Probability- moment generating functions.

[C.E]

1. A random variable Y is called gamma($$\theta$$, n) for $$\theta$$>0 and natural n if it takes positive values and takes the following PDF:

f(y)=$$\frac{1}{\theta (n-1)!}$$($$\frac{y}{\theta}$$)$$^{n-1}$$ exp$$\frac{-y}{\theta}$$

Show how to find the moment generating function, expectation and variance of Y.

3. I have not got very far I am stil stuck on finding the moment generating function.

I know it is given by the following:

$$\int_{0}^{\infty} \exp(ty)f(y) dy$$

but I have no idea how to evaluate it and get the correct answer (can somebody please show me?)

The answer you should get is: G$$_{y}$$(t)=1/(1-t$$\theta$$)$$^{n}$$


I think I will know how to find the expectation and variance once I have the moment generating function.

 

[Billy Bob]

Substitute $$u=\frac{(1-\theta t) y}{\theta}$$ .

(The restriction on t is that $$1-\theta t>0$$ .)

 

[C.E]

I do not see how that helps, could someone please elaborate?

 

[Billy Bob]

Write down the integral you are trying to evaluate.

Don't just write "f(y)." Write down what f(y) is.

You now have two factors with e to a power.

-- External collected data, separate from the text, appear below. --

PR #695, opened 2023-01-16
De-emphasise scheduled assignments in assignment progress

chrisjpurdy:
To make it clear which assignments are live.

image

### DIFF
--- a/src/app/components/pages/AssignmentProgress.tsx
+++ b/src/app/components/pages/AssignmentProgress.tsx
@@ -353,7 +353,13 @@ const AssignmentDetails = ({assignment}: {assignment: EnhancedAssignment}) => {
             <Button color="link" className="gameboard-title align-items-center" onClick={() => setIsExpanded(!isExpanded)}>
                 <span className={classNames({"text-muted": assignmentHasNotStarted})}>
                     {assignment.gameboard?.title}
-                    {assignment.dueDate && <span className="gameboard-due-date">({assignmentHasNotStarted ? <>Scheduled:&nbsp;{formatDate(getAssignmentStartDate(assignment))},{" "}</> : ""}Due:&nbsp;{formatDate(assignment.dueDate)})</span>}
+                    {assignmentHasNotStarted && <span className="gameboard-due-date">
+                        (Scheduled:&nbsp;{formatDate(getAssignmentStartDate(assignment))})
+                    </span>}
+                    {assignmentHasNotStarted && assignment.dueDate && " "}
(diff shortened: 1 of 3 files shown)


src/app/components/pages/AssignmentProgress.tsx
```diff
@@ -343,13 +346,18 @@ const AssignmentDetails = ({assignment}: {assignment: EnhancedAssignment}) => {
...
+    const assignmentHasNotStarted = !hasAssignmentStarted(assignment);
+
     return <div className="assignment-progress-gameboard" key={assignment.gameboardId}>
-        <div className="gameboard-header" onClick={() => setIsExpanded(!isExpanded)}>
+        <div className={classNames("gameboard-header", {"text-muted": assignmentHasNotStarted})} onClick={() => setIsExpanded(!isExpanded)}>
             <Button color="link" className="gameboard-title align-items-center" onClick={() => setIsExpanded(!isExpanded)}>
-                <span>{assignment.gameboard?.title}{assignment.dueDate && <span className="gameboard-due-date">(Due:&nbsp;{formatDate(assignment.dueDate)})</span>}</span>
+                <span className={classNames({"text-muted": assignmentHasNotStarted})}>
+                    {assignment.gameboard?.title}
+                    {assignment.dueDate && <span className="gameboard-due-date">({assignmentHasNotStarted ? <>Scheduled:&nbsp;{formatDate(getAssignmentStartDate(assignment))},{" "}</> : ""}Due:&nbsp;{formatDate(assignment.dueDate)})</span>}
```
mlt47, line 356: If there is an assignment start date but no due date (I agree probably a strange case) there will not be an indication for why the assignment is de-emphasised.

I am between two minds as to whether we should disable the `setIsExpanded` on clicking the containing button. Viewing the progress of an assignment which has not yet been assignment doesn't really make sense but it would give them the opportunity to spot if most of their students have already answered the question in the past, so probably leave that as is for now.

mlt47 (approved):
I'm happy with this except for the minor edge case I have added as a comment.

src/app/components/pages/AssignmentProgress.tsx
chrisjpurdy: Ahhh that's a good point, surprised I missed that 🙄 
WRT disabling the expansion I'd rather not for now since that is how it is currently, but James also reckons that we should do this as it would be arguably more consistent with our privacy policy. The card is marked for review to discuss this point with Lisa in the tech meeting.

PR #699, opened 2023-01-26
Add "Reset" button to Inequality 

chrisjpurdy:
Design choices:
- Reset button only shows if the question has an editor seed value
- Button immediately resets, without prompting the user ("are you sure?")
- The icon (below)

image

~~I am happy to [update the help modal](https://editor.isaacphysics.org/edit/master/content/general_pages/eqn_editor_help_modal_chemistry.json) (add an extra step and make a new PNG with number labels etc.) once I get some feedback on design choices.~~ Lee is happy with the design currently and says that he'll update the help modal! (we should let him know when this is merged)

---

I personally prefer no prompt, because I doubt that much work will be lost in practice and students will just learn what it does. In the long run undo/redo functions would be great, and alleviate this issue, but they're way out of scope at the moment. 

For the record, here's an example of the button with a popup, allowing the user to reconsider in case they pressed the reset button by accident:
image


src/app/components/elements/modals/inequality/InequalityModal.tsx
```diff
@@ -480,7 +487,12 @@ const InequalityModal = ({availableSymbols, logicSyntax, editorMode, close, onEd
             Help
         </div>
 
-        <div id="inequality-trash" className="inequality-ui trash button">Trash</div>
+        {isDefined(editorSeed) && <div id="inequality-reset" className="inequality-ui reset button"
+             role="button" tabIndex={-1} onClick={resetToInitialState} onKeyUp={resetToInitialState}
```
mlt47, line 491: What is the reason for the button not to be tab indexable?

mlt47 (changes requested):
Cool. I've included a small suggestion but the main feedback is that the content team would also like this button to be visible to general equation questions, not just chemistry questions. Other than that I'm happy for this to be merged.

src/app/components/elements/modals/inequality/InequalityModal.tsx
chrisjpurdy: I don't know, but I noticed that the others weren't either so assumed it was best to add 🤷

Combine them into one factor of e to a power, using properties of exponents.

Now make a u-substitution, the one I suggested, as in calc 1 or calc 2.

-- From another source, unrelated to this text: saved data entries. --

PR #704, opened 2023-02-08
Run Google Analytics 4 alongside current Universal Analytics

chrisjpurdy:
This just runs both versions of ReactGA alongside one another. 

The new version is a bit crusty but does the job fine (it's essentially just a light wrapper around `gtag.js`) - by this I mean the convenience methods `pageview` and `exception` now no longer exist but you can just use the base `gtag` method to send GA the same message.

I've created a GA4 "property" for each site - the measurement ids in this PR are not placeholders.

### DIFF
--- a/src/app/components/navigation/TrackedRoute.tsx
+++ b/src/app/components/navigation/TrackedRoute.tsx
@@ -1,11 +1,13 @@
 import React, {useEffect} from "react";
 import {Redirect, Route, RouteComponentProps, RouteProps} from "react-router";
 import ReactGA, {FieldsObject} from "react-ga";
+import ReactGA4 from "react-ga4";
 import {FigureNumberingContext, PotentialUser} from "../../../IsaacAppTypes";
 import {ShowLoading} from "../handlers/ShowLoading";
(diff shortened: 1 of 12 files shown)


src/app/components/navigation/TrackedRoute.tsx
```diff
@@ -15,11 +17,15 @@ import {Unauthorised} from "../pages/Unauthorised";
...
 ReactGA.initialize(GOOGLE_ANALYTICS_ACCOUNT_ID);
+ReactGA4.initialize(GOOGLE_ANALYTICS_4_MEASUREMENT_ID);
 ReactGA.set({ anonymizeIp: true });
+ReactGA4.set({ anonymizeIp: true });
 
 const trackPage = (page: string, options?: FieldsObject) => {
     ReactGA.set({ page, ...options });
+    ReactGA4.set({ page, ...options });
     ReactGA.pageview(page);
+    ReactGA4.send({ hitType: "pageview", page });
```
jsharkey13, line 28: How is this a valid JS object? If `page` is a string, does this automagically do `page: page`?

jsharkey13 (approved):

Write this out and show us how far you can get.

 

[C.E]

Ok this is as far as I keep getting:

$$\int_{0}^{\infty} e^{\frac{-y}{\theta}}e^{tx} {\frac{y^{n-1}}{(t\theta-1)^{n-1}}{\frac{1}{\theta(n-1)!} dy$$

=$$\int_{0}^{\infty} e^{\frac{y(t\theta-1)}{\theta}}{\frac{y^{n-1}}{\theta^{n-1}}{\frac{1}{\theta(n-1)!}dy$$

let u=$${\frac{y(t\theta-1)}{\theta}$$

Then du=$${\frac{(t\theta-1)}{\theta}$$dy

=$$\int_{0}^{\infty} {\frac{1}{(t\theta-1)(n-1)!}}{\frac{u^{n-1}}{(t\theta-1)^{n-1}}e^u du$$

 

[C.E]

= $$\frac{1}{(t\theta-1)^n}$$ $$\int_{0}^{\infty} e^u \frac{u^{n-1}}{(n-1)!}$$

Is this right so far? Is there some reason why $$\int_{0}^{\infty} e^u \frac{u^{n-1}}{(n-1)!}$$ should be one?

 

[Billy Bob]

C.E, that's mostly pretty good!

Here is an important technical detail. The m.g.f. is defined for t near 0, so $$\theta t -1$$ is negative. This means that for the substitution you used, y=infinity would become u=-infinity. Thus, your integral with du should become from 0 to -infinity.

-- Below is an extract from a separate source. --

PR #705, opened 2023-02-23
Wrap month and year properly when setting day in date inputs

chrisjpurdy:
New behaviour: 
- If the day is 09/12/2023 and you input 5 as the day, the date input defaults to 05/01/2024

Now you can find $$\int u^{n-1} e^u\,du$$ using integration by parts. Or use a table of integrals. The first time you use IBP you obtain a formula involving $$\int u^{n-2} e^u\,du$$. Then do IBP again and you get $$\int u^{n-3} e^u\,du$$. Pretty soon you'll see what happens with the factorial.

Do the IBP with definite integrals, $$\int_a^b u\,dv=uv\bigr|_a^b-\int_a^b v\,du$$ so that you can take care of those "uv" terms at each step.

 

[C.E]

How do you know that the MGF is for t near to 0 (it does not say in the question)? I assume from the limits you told me it is for 0<t<1?

 

[Billy Bob]

MGF is always for t near 0, because that's where you need it to find the mean and moments. M'(0), M''(0), etc.

$$\theta t -1<0$$ i.e. $$1-\theta t>0$$ will give you $$t<1/ \theta$$, and this last inequality includes t=0.

You need to use that condition to get your integral du from 0 to -infinity, and the -infinity will be used to get convergence of the improper integral.